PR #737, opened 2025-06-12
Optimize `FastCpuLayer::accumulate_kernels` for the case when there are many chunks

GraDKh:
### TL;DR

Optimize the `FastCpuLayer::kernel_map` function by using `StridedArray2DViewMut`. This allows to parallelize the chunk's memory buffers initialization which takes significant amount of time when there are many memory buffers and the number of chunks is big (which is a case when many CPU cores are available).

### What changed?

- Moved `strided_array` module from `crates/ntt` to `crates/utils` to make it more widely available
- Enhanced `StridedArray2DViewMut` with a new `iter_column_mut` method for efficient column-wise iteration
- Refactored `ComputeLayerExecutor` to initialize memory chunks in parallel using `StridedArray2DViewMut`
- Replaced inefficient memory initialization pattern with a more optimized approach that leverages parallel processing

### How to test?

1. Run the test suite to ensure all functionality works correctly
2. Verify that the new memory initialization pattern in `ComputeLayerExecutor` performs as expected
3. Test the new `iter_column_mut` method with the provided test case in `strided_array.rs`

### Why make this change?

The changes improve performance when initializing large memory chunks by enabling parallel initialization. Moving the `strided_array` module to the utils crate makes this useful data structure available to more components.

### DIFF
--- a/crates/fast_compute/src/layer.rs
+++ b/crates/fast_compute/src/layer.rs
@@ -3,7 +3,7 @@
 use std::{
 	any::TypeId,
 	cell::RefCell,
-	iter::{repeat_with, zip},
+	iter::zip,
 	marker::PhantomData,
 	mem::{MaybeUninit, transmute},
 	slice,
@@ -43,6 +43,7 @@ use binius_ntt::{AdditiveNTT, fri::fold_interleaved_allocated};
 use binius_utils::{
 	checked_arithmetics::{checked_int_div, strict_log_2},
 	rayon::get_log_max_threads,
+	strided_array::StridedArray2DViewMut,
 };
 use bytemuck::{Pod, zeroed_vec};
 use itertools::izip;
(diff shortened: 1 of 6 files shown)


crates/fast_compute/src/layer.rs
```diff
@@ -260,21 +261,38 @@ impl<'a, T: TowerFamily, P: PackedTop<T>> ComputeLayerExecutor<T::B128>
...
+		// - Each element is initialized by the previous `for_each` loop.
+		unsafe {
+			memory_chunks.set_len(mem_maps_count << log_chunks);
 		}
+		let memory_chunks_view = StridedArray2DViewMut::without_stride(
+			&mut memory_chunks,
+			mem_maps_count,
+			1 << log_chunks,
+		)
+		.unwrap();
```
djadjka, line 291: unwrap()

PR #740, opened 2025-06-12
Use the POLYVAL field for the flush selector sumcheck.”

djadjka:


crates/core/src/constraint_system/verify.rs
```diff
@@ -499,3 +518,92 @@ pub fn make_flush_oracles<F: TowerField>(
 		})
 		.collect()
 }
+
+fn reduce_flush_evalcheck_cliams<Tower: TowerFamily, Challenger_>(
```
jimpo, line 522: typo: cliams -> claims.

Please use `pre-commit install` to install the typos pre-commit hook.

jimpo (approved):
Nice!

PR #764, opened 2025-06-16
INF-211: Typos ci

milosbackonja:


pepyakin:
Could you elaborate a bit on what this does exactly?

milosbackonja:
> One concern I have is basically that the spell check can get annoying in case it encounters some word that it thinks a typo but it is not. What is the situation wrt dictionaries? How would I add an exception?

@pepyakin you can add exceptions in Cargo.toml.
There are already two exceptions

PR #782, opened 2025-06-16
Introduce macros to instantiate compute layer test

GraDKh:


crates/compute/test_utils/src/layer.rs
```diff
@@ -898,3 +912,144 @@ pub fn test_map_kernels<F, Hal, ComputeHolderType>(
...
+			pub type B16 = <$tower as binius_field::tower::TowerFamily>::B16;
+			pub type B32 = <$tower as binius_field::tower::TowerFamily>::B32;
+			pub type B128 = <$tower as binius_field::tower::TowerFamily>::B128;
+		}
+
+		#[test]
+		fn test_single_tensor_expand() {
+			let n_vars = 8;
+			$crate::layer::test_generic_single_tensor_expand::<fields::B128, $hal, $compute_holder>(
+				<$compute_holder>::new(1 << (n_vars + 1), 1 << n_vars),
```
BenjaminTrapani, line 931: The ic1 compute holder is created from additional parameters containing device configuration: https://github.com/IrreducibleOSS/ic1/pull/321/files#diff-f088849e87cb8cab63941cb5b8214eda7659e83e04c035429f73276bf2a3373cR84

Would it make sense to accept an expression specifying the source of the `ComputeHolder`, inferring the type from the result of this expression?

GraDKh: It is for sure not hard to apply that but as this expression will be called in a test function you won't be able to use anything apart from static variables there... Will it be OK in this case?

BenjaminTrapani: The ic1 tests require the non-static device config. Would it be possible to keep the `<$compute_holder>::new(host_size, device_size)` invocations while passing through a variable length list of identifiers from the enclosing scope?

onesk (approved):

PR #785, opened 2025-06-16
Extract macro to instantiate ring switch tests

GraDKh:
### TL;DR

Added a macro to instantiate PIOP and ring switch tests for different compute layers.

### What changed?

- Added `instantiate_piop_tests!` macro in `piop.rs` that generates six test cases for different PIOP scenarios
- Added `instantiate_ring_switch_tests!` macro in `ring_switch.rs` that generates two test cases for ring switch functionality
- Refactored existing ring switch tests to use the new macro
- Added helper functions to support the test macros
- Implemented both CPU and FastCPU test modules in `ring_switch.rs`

..........

**YOUR OBJECTIVE**. Could you please reproduce each record exactly, leaving nothing out?

**EXERCISE RESPONSE**.
PR #737, opened 2025-06-12
Optimize `FastCpuLayer::accumulate_kernels` for the case when there are many chunks

GraDKh:
### TL;DR

Optimize the `FastCpuLayer::kernel_map` function by using `StridedArray2DViewMut`. This allows to parallelize the chunk's memory buffers initialization which takes significant amount of time when there are many memory buffers and the number of chunks is big (which is a case when many CPU cores are available).

### What changed?

- Moved `strided_array` module from `crates/ntt` to `crates/utils` to make it more widely available
- Enhanced `StridedArray2DViewMut` with a new `iter_column_mut` method for efficient column-wise iteration
- Refactored `ComputeLayerExecutor` to initialize memory chunks in parallel using `StridedArray2DViewMut`
- Replaced inefficient memory initialization pattern with a more optimized approach that leverages parallel processing

### How to test?

1. Run the test suite to ensure all functionality works correctly
2. Verify that the new memory initialization pattern in `ComputeLayerExecutor` performs as expected
3. Test the new `iter_column_mut` method with the provided test case in `strided_array.rs`

### Why make this change?

The changes improve performance when initializing large memory chunks by enabling parallel initialization. Moving the `strided_array` module to the utils crate makes this useful data structure available to more components.

### DIFF
--- a/crates/fast_compute/src/layer.rs
+++ b/crates/fast_compute/src/layer.rs
@@ -3,7 +3,7 @@
 use std::{
 	any::TypeId,
 	cell::RefCell,
-	iter::{repeat_with, zip},
+	iter::zip,
 	marker::PhantomData,
 	mem::{MaybeUninit, transmute},
 	slice,
@@ -43,6 +43,7 @@ use binius_ntt::{AdditiveNTT, fri::fold_interleaved_allocated};
 use binius_utils::{
 	checked_arithmetics::{checked_int_div, strict_log_2},
 	rayon::get_log_max_threads,
+	strided_array::StridedArray2DViewMut,
 };
 use bytemuck::{Pod, zeroed_vec};
 use itertools::izip;
(diff shortened: 1 of 6 files shown)


crates/fast_compute/src/layer.rs
```diff
@@ -260,21 +261,38 @@ impl<'a, T: TowerFamily, P: PackedTop<T>> ComputeLayerExecutor<T::B128>
...
+		// - Each element is initialized by the previous `for_each` loop.
+		unsafe {
+			memory_chunks.set_len(mem_maps_count << log_chunks);
 		}
+		let memory_chunks_view = StridedArray2DViewMut::without_stride(
+			&mut memory_chunks,
+			mem_maps_count,
+			1 << log_chunks,
+		)
+		.unwrap();
```
djadjka, line 291: unwrap()

PR #740, opened 2025-06-12
Use the POLYVAL field for the flush selector sumcheck.”

djadjka:


crates/core/src/constraint_system/verify.rs
```diff
@@ -499,3 +518,92 @@ pub fn make_flush_oracles<F: TowerField>(
 		})
 		.collect()
 }
+
+fn reduce_flush_evalcheck_cliams<Tower: TowerFamily, Challenger_>(
```
jimpo, line 522: typo: cliams -> claims.

Please use `pre-commit install` to install the typos pre-commit hook.

jimpo (approved):
Nice!

PR #764, opened 2025-06-16
INF-211: Typos ci

milosbackonja:


pepyakin:
Could you elaborate a bit on what this does exactly?

milosbackonja:
> One concern I have is basically that the spell check can get annoying in case it encounters some word that it thinks a typo but it is not. What is the situation wrt dictionaries? How would I add an exception?

@pepyakin you can add exceptions in Cargo.toml.
There are already two exceptions

PR #782, opened 2025-06-16
Introduce macros to instantiate compute layer test

GraDKh:


crates/compute/test_utils/src/layer.rs
```diff
@@ -898,3 +912,144 @@ pub fn test_map_kernels<F, Hal, ComputeHolderType>(
...
+			pub type B16 = <$tower as binius_field::tower::TowerFamily>::B16;
+			pub type B32 = <$tower as binius_field::tower::TowerFamily>::B32;
+			pub type B128 = <$tower as binius_field::tower::TowerFamily>::B128;
+		}
+
+		#[test]
+		fn test_single_tensor_expand() {
+			let n_vars = 8;
+			$crate::layer::test_generic_single_tensor_expand::<fields::B128, $hal, $compute_holder>(
+				<$compute_holder>::new(1 << (n_vars + 1), 1 << n_vars),
```
BenjaminTrapani, line 931: The ic1 compute holder is created from additional parameters containing device configuration: https://github.com/IrreducibleOSS/ic1/pull/321/files#diff-f088849e87cb8cab63941cb5b8214eda7659e83e04c035429f73276bf2a3373cR84

Would it make sense to accept an expression specifying the source of the `ComputeHolder`, inferring the type from the result of this expression?

GraDKh: It is for sure not hard to apply that but as this expression will be called in a test function you won't be able to use anything apart from static variables there... Will it be OK in this case?

BenjaminTrapani: The ic1 tests require the non-static device config. Would it be possible to keep the `<$compute_holder>::new(host_size, device_size)` invocations while passing through a variable length list of identifiers from the enclosing scope?

onesk (approved):

PR #785, opened 2025-06-16
Extract macro to instantiate ring switch tests

GraDKh:
### TL;DR

Added a macro to instantiate PIOP and ring switch tests for different compute layers.

### What changed?

- Added `instantiate_piop_tests!` macro in `piop.rs` that generates six test cases for different PIOP scenarios
- Added `instantiate_ring_switch_tests!` macro in `ring_switch.rs` that generates two test cases for ring switch functionality
- Refactored existing ring switch tests to use the new macro
- Added helper functions to support the test macros
- Implemented both CPU and FastCPU test modules in `ring_switch.rs`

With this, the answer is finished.